Causal predictive inference and target trial emulation
Andrew Yiu, Edwin Fong, Stephen Walker, Chris Holmes

TL;DR
This paper presents a framework for causal inference from observational data by linking target trial emulation with generative predictive models, enabling transparent causal analysis without counterfactuals.
Contribution
It introduces a novel approach that models the missing data of hypothetical randomized trials through repeated imputation, connecting causal assumptions with model transportability.
Findings
Applied to maternal smoking and birthweight data.
Used Bayesian additive regression trees and inverse probability weighting.

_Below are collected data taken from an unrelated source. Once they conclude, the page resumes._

PR #143, opened 2022-11-09
Race & Ethnicity: Logic & Functionality (2/2)

### LINKED ISSUE #138: [Frontend][Publisher] Race & Ethnicities: Logic & Functionality (2/2)

mxosman:
## Description of the change

Implements the required functionality of R&E components according to the updated specification for Race and Ethnicity.

A brief description of the 3 core states users can find themselves in--

There are 3 distinct states (outlined below) that dictate the maximum available dimensions (of the 24 race & ethnicity dimensions) a user can enable/disable. 

### ******************************************State 1: Can Report Ethnicity******************************************

- Answered “Yes” to this question (**Does your case management system allow you to specify an individual’s ethnicity (Hispanic, Non-Hispanic, or Unknown) for this metric?**)
- User can report all 24 dimensions and can choose to disable a race if they are unable to report it
    - Turning off a single race is equivalent to turning off 3 dimensions because a single race has 3 ethnicities (HISPANIC/LATINO, NOT HISPANIC LATINO, UNKNOWN ETHNICITY)

### ******State 2: Cannot Report Ethnicity & Records Hispanic/Latino as Race******

- Answered “No” to this question (**Does your case management system allow you to specify an individual’s ethnicity (Hispanic, Non-Hispanic, or Unknown) for this metric?**)
- Answered “Yes” to (**Which of the following categories does that case management system capture for race?** > **Hispanic/Latino**)
- User can report 9 dimensions [Unknown Race x Hispanic/Latino ethnicity] and [All Races x Not Hispanic/Latino ethnicity]
- Note: if user disables the Unknown Race (equivalent to turning off 2 dimensions:  [**Unknown Race** x **Hispanic/Latino ethnicity**] AND [**Unknown Race** x **Not Hispanic/Latino ethnicity**]) after specifying “No” that they ******Cannot Report Ethnicity,****** then we automatically end up in **************State 3************** because this implies the user is not recording Hispanic/Latino as a race.

### ******State 3: Cannot Report Ethnicity & Does NOT Record Hispanic/Latino as Race******

- Answered “No” to this question (**Does your case management system allow you to specify an individual’s ethnicity (Hispanic, Non-Hispanic, or Unknown) for this metric?**)
- Answered “No” to (**Which of the following categories does that case management system capture for race?** > **Hispanic/Latino**)
- User can report 8 dimensions [All Races x Unknown Ethnicity]

---

### Demo:

https://user-images.githubusercontent.com/59492998/200963006-1699e901-c5b2-465e-bbaf-092e4b19381d.mov

---

### Quick notes for review ease:

  - All of the core functionality of this feature lives in the `MetricConfigStore`, `RaceEthnicities` and `RaceEthnicitiesBreakdown` components. 

  - Everything in the `MetricConfiguration` and `Configuration` conditionally renders the Race/Ethnicities components

  - The `RaceEthnicitiesGridStates` is an object that houses the different grid state truth tables. 

  - The rest are either styling adjustments, typings and adding a constant.

## Related issues

Closes #138 

### Development

### Code review

### DIFF
--- a/publisher/src/components/MetricConfiguration/RaceEthnicitiesForm.tsx
+++ b/publisher/src/components/MetricConfiguration/RaceEthnicitiesForm.tsx
@@ -217,6 +217,10 @@ export const RaceEthnicitiesForm = observer(() => {
                       );
 
                       if (switchedGridStateUpdatedDimensions) {
+                        /** Add the updated dimension from disabling the Unknown race to the switchedGridStateUpdatedDimensions */
+                        switchedGridStateUpdatedDimensions.disaggregations[0].dimensions.push(
+                          ...updatedDimensions.disaggregations[0].dimensions
+                        );
                         return saveMetricSettings(
                           switchedGridStateUpdatedDimensions
                         );
--- a/publisher/src/components/MetricConfiguration/RaceEthnicitiesForm.tsx
+++ b/publisher/src/components/MetricConfiguration/RaceEthnicitiesForm.tsx
@@ -15,8 +15,10 @@
 // along with this program.  If not, see <https://www.gnu.org/licenses/>.
 // =============================================================================
 
+import { observer } from "mobx-react-lite";
 import React from "react";
 
+import { useStore } from "../../stores";
 import { BinaryRadioButton } from "../Forms";
 import {
   Header,
@@ -27,7 +29,7 @@ import {
   RaceEthnicitiesDescription,
   RaceEthnicitiesDisplay,
   RaceEthnicitiesTitle,
-  races,
+  raceEthnicityGridStates,
   RaceSelection,
   RaceSelectionButton,
   RadioButtonGroupWrapper,
@@ -35,7 +37,48 @@ import {
   Subheader,
 } from ".";
 
-export const RaceEthnicitiesForm = () => {
+export const RaceEthnicitiesForm = observer(() => {
+  const { metricConfigStore } = useStore();
+  const {
+    ethnicitiesByRace,
+    updateAllRaceEthnicitiesToDefaultState,
+    updateRaceDimensions,
+    saveMetricSettings,
+  } = metricConfigStore;
+  const ethnicitiesByRaceArray = Object.entries(ethnicitiesByRace);
+
+  const canSpecifyEthnicity =
+    ethnicitiesByRaceArray.filter(([_, ethnicities]) => {
+      /** At least one Race where all three Ethnicities are enabled */
+      return (
+        ethnicities.Hispanic.enabled &&
+        ethnicities["Not Hispanic"].enabled &&
+        ethnicities["Unknown Ethnicity"].enabled
+      );
+    }).length > 0;
+
+  const specifiesHispanicAsRace =
+    ethnicitiesByRaceArray.filter(([race, ethnicities]) => {
+      /** Unknown Race has both Hispanic and Not Hispanic enabled */
+      return (
+        race === "Unknown" &&
+        ethnicities.Hispanic.enabled &&
+        ethnicities["Not Hispanic"].enabled
+      );
+    }).length > 0;
+
+  const determineCurrentState = () => {
+    if (canSpecifyEthnicity) {
+      return "CAN_SPECIFY_ETHNICITY";
+    }
+    if (specifiesHispanicAsRace) {
+      return "NO_ETHNICITY_HISPANIC_AS_RACE";
+    }
+    return "NO_ETHNICITY_HISPANIC_NOT_SPECIFIED";
+  };
+
+  const currentState = determineCurrentState();
+
   return (
     <RaceEthnicitiesContainer>
       <RaceEthnicitiesDisplay>
@@ -58,17 +101,35 @@ export const RaceEthnicitiesForm = () => {
           <RadioButtonGroupWrapper>
             <BinaryRadioButton
               type="radio"
-              id="metric-config-specify-ethnicity-yes"
-              name="metric-config-specify-ethnicity"
+              id="specify-ethnicity-yes"
+              name="specify-ethnicity"
               label="Yes"
               value="yes"
+              checked={canSpecifyEthnicity}
+              onChange={() => {
+                const updatedDimensions =
+                  updateAllRaceEthnicitiesToDefaultState(
+                    "CAN_SPECIFY_ETHNICITY",
+                    raceEthnicityGridStates
+                  );
+                saveMetricSettings(updatedDimensions);
+              }}
             />
             <BinaryRadioButton
               type="radio"
-              id="metric-config-specify-ethnicity-no"
-              name="metric-config-specify-ethnicity"
+              id="specify-ethnicity-no"
+              name="specify-ethnicity"
               label="No"
               value="no"
+              checked={!canSpecifyEthnicity}
+              onChange={() => {
+                const updatedDimensions =
+                  updateAllRaceEthnicitiesToDefaultState(
+                    "NO_ETHNICITY_HISPANIC_AS_RACE",
+                    raceEthnicityGridStates
+                  );
+                saveMetricSettings(updatedDimensions);
+              }}
             />
           </RadioButtonGroupWrapper>
         </SpecifyEthnicityWrapper>
@@ -82,17 +143,109 @@ export const RaceEthnicitiesForm = () => {
         </Subheader>
 
         <RaceContainer>
-          {races.map((race) => (
-            <Race key={race}>
-              <RaceDisplayName>{race}</RaceDisplayName>
+          {/* Hispanic/Latino as Race (if user cannot specify ethnicity) */}
+          {!canSpecifyEthnicity && (
+            <Race>
+              <RaceDisplayName>Hispanic/Latino</RaceDisplayName>
               <RaceSelection>
-                <RaceSelectionButton>No</RaceSelectionButton>
-                <RaceSelectionButton>Yes</RaceSelectionButton>
+                <RaceSelectionButton
+                  selected={!specifiesHispanicAsRace}
+                  onClick={() => {
+                    const updatedDimensions =
+                      updateAllRaceEthnicitiesToDefaultState(
+                        "NO_ETHNICITY_HISPANIC_NOT_SPECIFIED",
+                        raceEthnicityGridStates
+                      );
+                    saveMetricSettings(updatedDimensions);
+                  }}
+                >
+                  No
+                </RaceSelectionButton>
+                <RaceSelectionButton
+                  selected={specifiesHispanicAsRace}
+                  onClick={() => {
+                    const updatedDimensions =
+                      updateAllRaceEthnicitiesToDefaultState(
+                        "NO_ETHNICITY_HISPANIC_AS_RACE",
+                        raceEthnicityGridStates
+                      );
+                    saveMetricSettings(updatedDimensions);
+                  }}
+                >
+                  Yes
+                </RaceSelectionButton>
               </RaceSelection>
             </Race>
-          ))}
+          )}
+
+          {/* Races (Enable/Disable) */}
+          {Object.entries(ethnicitiesByRace).map(([race, ethnicities]) => {
+            const raceEnabled = Boolean(
+              Object.values(ethnicities).find((ethnicity) => ethnicity.enabled)
+            );
+
+            return (
+              <Race key={race}>
+                <RaceDisplayName>{race}</RaceDisplayName>
+                <RaceSelection>
+                  <RaceSelectionButton
+                    selected={!raceEnabled}
+                    onClick={() => {
+                      let switchedGridStateUpdatedDimensions;
+                      /**
+                       * When Unknown Race is disabled in NO_ETHNICITY_HISPANIC_AS_RACE state, we automatically switch
+                       * to the NO_ETHNICITY_HISPANIC_NOT_SPECIFIED state because the Unknown Race (Hispanic/Latino Ethnicity)
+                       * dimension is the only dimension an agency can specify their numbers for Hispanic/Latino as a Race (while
PR #148, opened 2022-11-10
[Justice Counts] Fix data entry form bug when navigating back from publish confirm page

### LINKED ISSUE #152: [Frontend][Bug] Edit metric -> review and publish -> go back to data entry -> changes lost
@lilidworkin commented on [Wed Nov 09 2022](https://github.com/Recidiviz/recidiviz-data/issues/16570)

From Matt at CSG: "I got myself into a weird loop where when I tried to change a metric previously saved to a new number, then review and publish, then back to data entry, the metric reverts to the previously saved value" ([screen capture](https://csgorg-my.sharepoint.com/:v:/g/personal/mherman_csg_org/Efbj1Yo8JeBLiBxZ8qGD_WUBChTvPRN2GVqv50OJni8Wew?e=9DqJWZ))

---

@terryttsai commented on [Wed Nov 09 2022](https://github.com/Recidiviz/recidiviz-data/issues/16570#issuecomment-1309479428)

Thanks for the informative video capture! 

---

@lilidworkin commented on [Thu Nov 10 2022](https://github.com/Recidiviz/recidiviz-data/issues/16570#issuecomment-1310382086)

That was all from Matt actually! :D

terryttsai:
## Description of the change

See video for reproducing the bug here: https://app.zenhub.com/workspaces/justice-counts--622109ea3bb6e0001d2d06ad/issues/recidiviz/recidiviz-data/16570

This bug is caused by `formStore.validatePreviouslySavedInputs` being called when the user is navigating from the Publish Confirm page back to the data entry page, which replaces all user inputs with what was originally fetched from the server when the data entry page was first loaded.

The `DataEntryForm` component gets unmounted and remounted when navigating to and away from the Publish Confirm page, which causes `formStore.validatePreviouslySavedInputs` to get triggered. I believe `formStore.validatePreviouslySavedInputs` is intended to be triggered once on loading the data entry page and not when navigating from Publish Confirm back to the Data Entry Form.

My solution is to move the `formStore.validatePreviouslySavedInputs` trigger out of the `DataEntryForm` component and into the parent `ReportDataEntry` component. The parent component is loaded once when the data entry page is loaded, and calls `formStore.validatePreviouslySavedInputs`. It doesn't get called again until the user navigates away from the data entry section entirely. 

## Type of change

## Related issues

Closes #152

### Development

### Code review

### DIFF
--- a/publisher/src/components/Reports/ReportDataEntry.tsx
+++ b/publisher/src/components/Reports/ReportDataEntry.tsx
@@ -29,7 +29,6 @@ import styled from "styled-components/macro";
 
 import { trackReportUnpublished } from "../../analytics";
 import { useStore } from "../../stores";
-import FormStore from "../../stores/FormStore";
 import { printReportTitle } from "../../utils";
 import { PageWrapper } from "../Forms";
 import { Loading } from "../Loading";
@@ -62,7 +61,7 @@ const ReportDataEntry = () => {
   >(undefined);
   const [showConfirmation, setShowConfirmation] = useState(false);
   const [showDataEntryHelpPage, setShowDataEntryHelpPage] = useState(false);
-  const { reportStore, userStore } = useStore();
+  const { formStore, reportStore, userStore } = useStore();
   const params = useParams();
   const reportID = Number(params.id);
   const reportOverview = reportStore.reportOverviews[reportID] as Report;
@@ -103,7 +102,7 @@ const ReportDataEntry = () => {
     }
   };
 
-  const checkMetricForErrors = (metricKey: string, formStore: FormStore) => {
+  const checkMetricForErrors = (metricKey: string) => {
     let foundErrors = false;
 
     if (formStore.metricsValues[reportID]?.[metricKey]?.error) {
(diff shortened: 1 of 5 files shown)


publisher/src/components/Reports/ReportDataEntry.tsx
```diff
@@ -155,6 +154,13 @@ const ReportDataEntry = () => {
     []
   );
 
+  useEffect(() => {
+    /** Runs validation of previously saved inputs on load */
+    if (reportMetrics) {
+      formStore.validatePreviouslySavedInputs(reportID);
```
terryttsai, line 160: Alternatively, we could also call this whenever a report is fetched? It could just be part of the process of fetching a report, storing it in the report store, and also storing inputs + validation in the form store?

lilidworkin: That makes a lot of sense actually! I don't have strong feelings though -- if you feel that this solution is robust enough for now @terryttsai , I'm fine to merge this in as-is. Up to you.

lilidworkin (approved):
@terryttsai thank you so much for investigating this and for writing such a clear and well-explained PR description! This solution makes perfect sense to me. Curious what @mxosman thinks about your suggestion of moving this validation logic up to happen right after a report is fetched -- I'll leave it up to you both if you think that's worth doing now. I'm happy with this as-is though :)

publisher/src/components/Reports/ReportDataEntry.tsx
mxosman: No strong feelings either - both make a lot of sense! I'm good with your solution here!

mxosman (approved):
Nice debugging and solution, Terry!!

publisher/src/components/Reports/ReportDataEntry.tsx
terryttsai: I'll go with this for now!

PR #172, opened 2022-11-21
update metric settings badges to reflect custom reporting frequency

nichelle-hall:
## Description of the change

This PR updates the badges used in the metric settings pages so that they reflect the custom reporting frequency of a metric if the custom frequency is not `undefined`.

The default reporting frequency for `Civilians Complaints Sustained` is annual, but a custom reporting frequency has been added such that it is now reported monthly. 

Screen Shot 2022-11-21 at 2 05 31 PM

Screen Shot 2022-11-21 at 2 05 33 PM

## Related issues

Related to #16218

### Development

### Code review

### DIFF
--- a/publisher/src/stores/MetricConfigStore.tsx
+++ b/publisher/src/stores/MetricConfigStore.tsx
@@ -56,6 +56,7 @@ class MetricConfigStore {
       label?: string;
       description?: Metric["description"];
       frequency?: Metric["frequency"];
+      customFrequency?: Metric["custom_frequency"];
     };
   };
 
@@ -165,6 +166,7 @@ class MetricConfigStore {
             label?: string;
             description?: Metric["description"];
             frequency?: Metric["frequency"];
+            customFrequency?: Metric["custom_frequency"];
           };
         }[]
       );
@@ -242,6 +244,7 @@ class MetricConfigStore {
               label: metric.label,
               description: metric.description,
               frequency: metric.frequency || "",
+              customFrequency: metric.custom_frequency || "",
             }
           );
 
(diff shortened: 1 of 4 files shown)


publisher/src/stores/MetricConfigStore.tsx
```diff
@@ -358,6 +361,8 @@ class MetricConfigStore {
       this.metrics[systemMetricKey].description = metadata.description;
       this.metrics[systemMetricKey].frequency =
         metadata.frequency as ReportFrequency;
+      this.metrics[systemMetricKey].customFrequency =
```
lilidworkin, line 364: curious what @mxosman and @terryttsai think, but I'm wondering if we should define a property like `frequencyToUse` here, which is `customFrequency` if not null else `frequency`, and then just use this everywhere when rendering. That way, up above we could replace

```
                    {metrics[systemMetricKey]?.customFrequency
                      ? metrics[
                          systemMetricKey
                        ]?.customFrequency?.toLocaleLowerCase()
                      : metrics[systemMetricKey]?.frequency?.toLowerCase()}
```

with 
```
{metrics[systemMetricKey]?.frequencyToUse?.toLowerCase()}
```

lilidworkin (commented):
@nichelle-hall can you do a search to see if there's anywhere else we need to update the rendering of frequency? I just remembered for instance that the badge also shows up on the Data page. Will your change here take care of that, or do we need to make an additional change for that?

publisher/src/stores/MetricConfigStore.tsx
mxosman: I really like that idea - love how clean it makes rendering the frequency! Let me know if TypeScript gives you any trouble, Nichelle!

nichelle-hall: For example, I wonder if we would want to include the default in the data tab design since we may need to distinguish that the reporting frequency has changed if we want to change the x axis of the charts.

mxosman: That's a great call - makes sense why you'd need them separated in the cases you mentioned!

mxosman (approved):
LGTM! Thank you, Nichelle!

lilidworkin:
Sounds good, thanks for explaining your reasoning @nichelle-hall !

PR #173, opened 2022-11-21
Replace all instances of "report" in Publisher

### LINKED ISSUE #165: Replace all instances of "report" in Publisher
**What needs to be done? Why does it need to be done?**
**tl;dr:** The Bureau of Justice Administration insists that agencies are not "reporting" and we are not "collecting" data (ping for details). **As such, we need to remove all instances of the word “report” from Publisher.**  

**Additional context**
All instances of the word Report have been documented [here (in Notion)](https://www.notion.so/recidiviz/Changing-Instances-of-Report-298ccb3cdc3844868f60cfd79bc38967), along with proposed alternatives. General rules for the name changes: 
- Where possible, "report" (used as a verb) should be replaced with "share" or "enter". 
- Reports will be renamed to Records (also taking suggestions for alternative names if this doesn't feel right). 
    - Variable names, functions, databases, etc could still reference "Reports"; will leave up to the engineering team as to what to do about those.

Please look out for any other instances of the word "report" that I might have missed! Ideally this is completed by **Tuesday, November 22** to help unblock conversations with BJA.

mxosman:
## Description of the change

Replaces all user-facing instances of the word "report" (as outlined in this [doc](https://www.notion.so/recidiviz/Changing-Instances-of-Report-298ccb3cdc3844868f60cfd79bc38967)) with relevant replacement constants. There were other components outside of the ones listed in the doc that needed updating - I went through ~60 files that had the word "report" in it, and found some hidden hotspots like toasts/error messages, etc. 

If you have a moment, please feel free to test the link below and let me know if there are areas I may have missed!

Demo: https://mahmoudtest---justice-counts-web-qqec6jbn6a-uc.a.run.app/

## Related issues

Closes #165 

### Development

### Code review


publisher/src/components/Menu/Menu.tsx
```diff
@@ -32,8 +33,8 @@ import {
 } from ".";
 
 enum MenuItems {
-  Reports = "REPORTS",
-  CreateReport = "CREATE REPORT",
+  Reports = "RECORDS",
+  CreateReport = "CREATE RECORD",
```
mxosman, line 37: TypeScript is strict about enums not having computed values - only strings.

publisher/src/components/Global/constants.ts
```diff
@@ -0,0 +1,36 @@
...
+export const REPORTS_UPPERCASE = "RECORDS";
+
+export const REPORT_CAPITALIZED = "Record";
+export const REPORTS_CAPITALIZED = "Records";
+export const REPORTING_CAPITALIZED = "Data Sharing";
+export const REPORTED_CAPITALIZED = "Shared";
+export const REPORT_PERIOD_CAPITALIZED = "Time Period";
+
+export const REPORT_LOWERCASE = "record";
+export const REPORT_LOWERCASE2 = "share";
```
terryttsai, line 28: What's the difference between `REPORT_LOWERCASE2`, `REPORT_VERB_LOWERCASE`, `GATHER_LOWERCASE`? Since they are all defined as "share"?

terryttsai (commented):
Awesome! Thanks for going through the whole app!

I'm wondering if it would be worth renaming all our constants / file names to Record instead of Report, so that we don't refer to Report internally but have to remember to say Record externally, or new developers have to learn that Report = Record? 

Or maybe it's not worth such a big constant renaming push especially if the name changes again?

lilidworkin:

Demonstrated transparent causal inference without counterfactuals.
Abstract
Causal inference from observational data can be viewed as a missing data problem arising from a hypothetical population-scale randomized trial matched to the observational study. This links a target trial protocol with a corresponding generative predictive model for inference, providing a complete framework for transparent communication of causal assumptions and statistical uncertainty on treatment effects, without the need for counterfactuals. The intuitive foundation for the work is that a whole population randomized trial would provide answers to any observable causal question with certainty. Thus, our fundamental problem of causal inference is the missingness of the hypothetical target trial data, which we solve through repeated imputation from a generative predictive model conditioned on the observational data. Causal assumptions map to intuitive conditions on the transportability…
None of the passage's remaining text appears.